▶ Exercise prompt
Pick out all lines of the entries that include the word "clang" and copy them.

━━━ Records supplied

PR #3532, opened 2021-11-13
JANITORIAL: Use override

orgads:
Using clang-tidy modernize-use-override


bluegr:
clang-tidy did a thorough and straightforward cleanup here. Thanks! Merging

━━━━━━

▶ Answer for the task
Using clang-tidy modernize-use-override
clang-tidy did a thorough and straightforward cleanup here. Thanks! Merging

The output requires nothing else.